New school bus contracts awarded, concern over student safety a factor

LIHUE — Students on Akita Enterprises buses are misbehaving, and President Wendy Akita is concerned.

“There’s been a number of behavioral issues. I rode a school bus 60 years ago and never had a problem. We didn’t dare think of some of the pranks these kids pull,” Akita said. “And it makes it unsafe for the students who aren’t pulling the pranks, our driver and for other people on the road.”

The state Department of Education recently finalized school bus contracts for Akita Enterprises and Yamaguchi Bus Service on Kauai and operators on Maui in the final phase of its “Get on Board” initiative.

The contract requires new school buses, beginning July 1, to incorporate computerized routing software, automated route and stop assignments, GPS mapping and tracking and cameras. Akita said the introduction of a three-camera system will prevent students from acting out.

“(The cameras) have to aim toward the back and the front of the bus, which provides for safer situations for the students, driver and those driving on the road,” Akita said. “Two years ago in Anahola, there was a kid hanging out of the bus. And that was scary.”

Akita Enterprises will service the Kapaa and Kauai complexes and Yamaguchi Bus Service will serve the Waimea complex.

Yamaguchi Bus Service did not respond to TGI’s request for comment.

The new system has been in effect on the Big Island and Oahu for two years, but not yet on Kauai and Maui. Akita said the three-camera system and other appliances were not required by the DOE until now.

“It’s going to really help with the discipline problems on the vehicles,” she said. “It’s not a hassle, but it’s been a whole new learning curve for our staff here.

“It’s a new situation, but in the long run it provides accountability,” Akita added.

Lindsay Chambers, spokesperson from the DOE, said accountability aboard the bus goes both ways.

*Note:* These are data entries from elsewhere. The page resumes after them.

PR #208, opened 2018-09-06
Fix dims and coords

ahartikainen:
Enable more flexible usage for dims and coords.

This PR enables that user can input names only to specific dims or coords.
If dims is None or not defined, it will use the default name, and if coord is not defined, it creates the default coord.

### DIFF
--- a/arviz/tests/test_xarray_utils.py
+++ b/arviz/tests/test_xarray_utils.py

“In some cases, and I’m not saying this has happened, but this also holds the contractors accountable, too,” Chambers said. “For example, if a kid got on and got off at the wrong stop, we’re able to use that footage to verify where they got on and got off. It’s not just for student behavior, but also to hold our vendors accountable.”

Chambers said video surveillance is used nationwide to monitor school buses, and is a tool for a school to use to investigate reports of student misconduct.

The Get on Board initiative “mirrors what other school districts are already doing to upgrade their technology in order to protect the health and welfare of their students,” she added.

In June 2012, the state DOE eliminated 100 bus routes due to rising costs and a loss of funding.

According to the DOE, this initiative will reduce transportation costs on Kauai by $493,514 — from $4,606,334 to $4,112,820 — due to “more flexibility in how bus contracts are awarded.”

Chambers said multiple competitive offers for Kauai drove prices down.

The Maui News reported that bus services on Maui will cost $9.1 million for the 2017-2018 school year from, $200,000 less than the 2016-2017 school year.

The DOE said the initiative will reduce transportation costs across the state by $13 million.

According to the DOE, the department transports around 40,000 students per day. On Kauai, 3,633 students take the bus to school, including 141 special education students.

Akita said this new initiative will allow bus drivers to focus on the road and not worry about student behavior.

“We were taught respect and how to behave. But these kids, they don’t know how to behave,” Akita said. “These new rules will make parents and drivers feel more comfortable with their kids riding on school buses because they don’t have to worry about stuff flying out the windows with no repercussions.”